Was denkt ihr? Zu erwähnen wäre noch, dass das System diesen Herbst 5 Jahre alt wird. 

Danke und Grüße


----------



## Threshold (23. Juni 2017)

Da das E9 brauchbare Schutzschaltungen hat, kannst du es einfach ausprobieren.
Ich gehe mal davon aus, dass der Rechner so um 350 Watt liegt, das sollte das Netzteil schaffen.
Im Herbst kannst du dann auf das E11 aufrüsten, das kommt zu dem Zeitpunkt auf den Markt.


----------



## Soycoy (23. Juni 2017)

Danke, dann werd ich das mal ausprobieren


----------



## Incredible Alk (23. Juni 2017)

Das wird problemlos laufen. Ich habe ein sehr ähnliches System eines Kollegen (3770K@4,4 GHz) mit einer 1080 aufgerüstet weil er unbedingt wollte und da ist auch ein E9 450 drin. Mehr als ~420W peak aus der Dose haben wir beim spielen nicht gesehen und da ist ja noch die Effizienz des NTs mit drin, sprich das waren real vielleicht 360-370W Verbrauch.


----------



## MrPe (23. Juni 2017)

Threshold schrieb:


> Ich gehe mal davon aus, dass der Rechner so um 350 Watt liegt, das sollte das Netzteil schaffen.


Das kann ich so bestätigen. Ich nutze zwar den i7-6700K in Verbindung mit einer 1080Ti OC von ASUS, die gemessene Leistungsaufnahme lag in BF1 bei maximal 340 Watt, in Doom bei max. 300 Watt und in FiFA17 bei ca. 250 Watt. Die Karte war dazu im OC-Modus, CPU @ Stock und RAM bei 2666 MHz...  
Das 450er sollte also reichen, wenngleich die Auslastung relativ hoch und die Reserven entsprechend geringer sind.


----------



## Freiheraus (23. Juni 2017)

GTX 1080 Karten gibt es mit knapp 180W Verbrauch (Founders Edition), aber auch als OC-Modelle die Richtung 300W gehen. Das würde mich zumindest verunsichern ohne Überprüfung per Energiemessgerät (für die Steckdose).


----------



## Threshold (23. Juni 2017)

Er hat ja die MSI Amor. Die hat einen 8 Pin Anschluss und eine TDP von 180 Watt.
Mit Power Limit Erhöhung wirst du auf 210 oder 220 Watt kommen.


----------



## Incredible Alk (24. Juni 2017)

Und selbst wenn - das läuft trotzdem. Der Kollege den ich oben erwähnt habe hat alles auf Anschlag, also Karte auf max PT / 2 GHz und die CPU ziemlich stark übertaktet. Dennoch reichen die 450W locker.

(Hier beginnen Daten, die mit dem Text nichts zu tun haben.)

Issue #19, opened 2022-11-14
Strategy Implementations


jduerholt:
As the abstract strategy templates are almost finished (https://github.com/experimental-design/bofire/pull/12), we should to discuss the how and who regarding bringing back of the strategies:

- Random Strategy:
    - In our implementation we had a flage `use_sobol` to switch to Sobol sampling (using the botorch implementation) if allowed by the constraints of the domain, else we were switching to the HitAndRunSampler of boTorch. NChooseK constraint and non-linear constraints were not implemented in our RandomStrategy. When calling Sobol and having categorical features we were using uniform sampling for the categorical ones and Sobol for the continuous. 

    - You implemented different Samplers (Hit and Run, Sobol, Uniform, Rejection) in `opti.sampling` and just called it in theRandomStrategy. Based on the domain, you were choosing which sampler to apply.

    - How should we do it in BoFire? Having one RandomStrategy which does the majic under the hood or having specific strategies, one for Sobol, one for Regejction? I am completely open here ...

- Entmoot: 
    - Should be a child of `PredictiveStrategy`
    - Is somebody from the BASF side takes care of adding it again?

- RandomForest:
    - Should be also a `PredicitiveStrategy`. I see that you are using there the sampling methods of opti sampling. Concerning point one (RandomStrategy), this could be an argument for doing the sampling from a conceptual point of view exaclty as you did it in opti. So having a sampling module and wrap it into the RandomStrategy. 
    - Is again somebody from BASF volunteering of adding this strategy into bofire?
    - Later one could also think about adding here also predefined objective not based randomly sampled weights. 

- DoE:
    - Would be for me also a child of `Strategy`. 
    - We already agreed that @DavidWalz is taking care of adding it.

- TSEMO:
    - Would be for me a child of `PredictiveStrategy`.
    - Can somebody of the BASF side take care of porting it?

Now the botorch complex. We have currently the following botorch based strategies:
- SOBO, AdditiveSOBO and Multiplicative SOBO. They differ just by the employed `botorch` `Objective` class. SOBO only allows for a single OutputFeature. In AdditiveSobo the objectives defined per OutputFeature are combined in additive way, whereas the scalarization in MultiplicativeSOBO is multiplicative. 
- The SOBO strategies support mixed domains, linear (in)equality and NChooseK constraints (bug making handling of the latter ones very slow has to be fixed).
- In addition, we support the following model specific things (per output model one GP is build, currently always SingleTaskGP):
[...]

PR #30, opened 2022-11-28
Refactor/objective constraints

jduerholt:
This PR resolves the issue regarding output constraint objectives discussed in https://github.com/experimental-design/bofire/issues/19 by introducing a new class called `BotorchOutputObjective`. This class also implements a `get_callables` method to use the objectives directly in constrained ooptimizations in botorch for example with `qNoisyExpectedHypervolumeImprovement` as shown here qNoisyExpectedHypervolumeImprovement. So far these constraints are not supported in everest/bofire for qehvi and qnehvi and parego.

The only thing what botorch is currently not supporting is a different `steepness` or `eta` in their nomenclature for having several constraints with different steepness values. I have PR up in botorch to solve this: https://github.com/pytorch/botorch/pull/1526

### DIFF
--- a/bofire/domain/objectives.py
+++ b/bofire/domain/objectives.py
@@ -1,7 +1,7 @@
 from __future__ import annotations
 
 from abc import abstractmethod
-from typing import Dict
+from typing import Dict, Union
 
 import numpy as np
 import pandas as pd
@@ -22,7 +22,7 @@ class Objective(BaseModel):
     """The base class for all objectives"""
 
     @abstractmethod
-    def __call__(self, x: pd.DataFrame) -> pd.DataFrame:
+    def __call__(self, x: Union[pd.Series, np.ndarray]) -> Union[pd.Series, np.ndarray]:
         """Abstract method to define the call function for the class Objective
 
         Args:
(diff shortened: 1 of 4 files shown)


jduerholt:
@bertiqwerty: any ideas regarding this?

bofire/domain/objectives.py
```diff
@@ -18,11 +19,27 @@
 TWeight = confloat(gt=0, le=1)
 
 
+class BotorchConstrainedObjective:
+    """This abstract class offers a convenience routine for transforming sigmoid based objectives to botorch output constraints."""
+
+    @abstractmethod
+    def get_callables(self, idx: int) -> List[Callable[[Tensor], Tensor]]:
```
bertiqwerty, line 26: maybe rename to `get_constrained_objectives`

bertiqwerty (approved):

bertiqwerty:
> @bertiqwerty: any ideas regarding this?

Looks good :)

bofire/domain/objectives.py
jduerholt: What do you think about `get_constraint_callables`? I want to make clear that this method transforms the objective to a botorch output constraint that is expressed via a callable.

bertiqwerty: The fact that it returns callables is already documented by the return type.

jduerholt: This a very valid argument :D, then just `get_constraints`?

bertiqwerty: Or maybe `to_constraints` since this is more a conversion of the object than a property getter?

jduerholt: This is perfect. I will change it accordingly ;)

jduerholt: I renamed it.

Klar, wenn man neu kaufen würde würde man für so ein System eher ein gutes 500/550W-Netzteil nehmen aber zwingend tauschen muss man hier noch nichts, das E9 ist ja jetzt nicht schlecht (dafür dass es Gruppe ist sogar ziemlich gut).


----------



## Threshold (24. Juni 2017)

Na ja, Gruppe ist eben bei der Spannungsstabilität nicht so brauchbar.
Der Vorteil des E9 ist eben, dass es leise arbeitet und dass die schutzschaltungen gut sind.
Und das ist eben ein riesen Unterschied zu anderen Gruppe Netzteilen, die dann zurecht kritisiert werden, wie das Corsair VS, Thermaltake und Co.


----------



## Incredible Alk (24. Juni 2017)

Prinzipiell ja, das E9 macht aber hier eine (für Gruppenetzteile) gute Figur.
Bei normaler Belastung schwankt die 12er SChiene von 12,2v ohne Last bis 11,8v bei Vollast was beides absolut unbedenklich ist (11,4 - 12,6 sind erlaubt laut Norm). Selbst bei Crossload was für Gruppen-NTs das böseste ist was man ihnen antun kann (und in der Praxis nicht vorkommen sollte) bleiben die Spannungen locker innerhalb der Grenzwerte. Bei 5v und 3,3v sinds sehr ähnlich aus.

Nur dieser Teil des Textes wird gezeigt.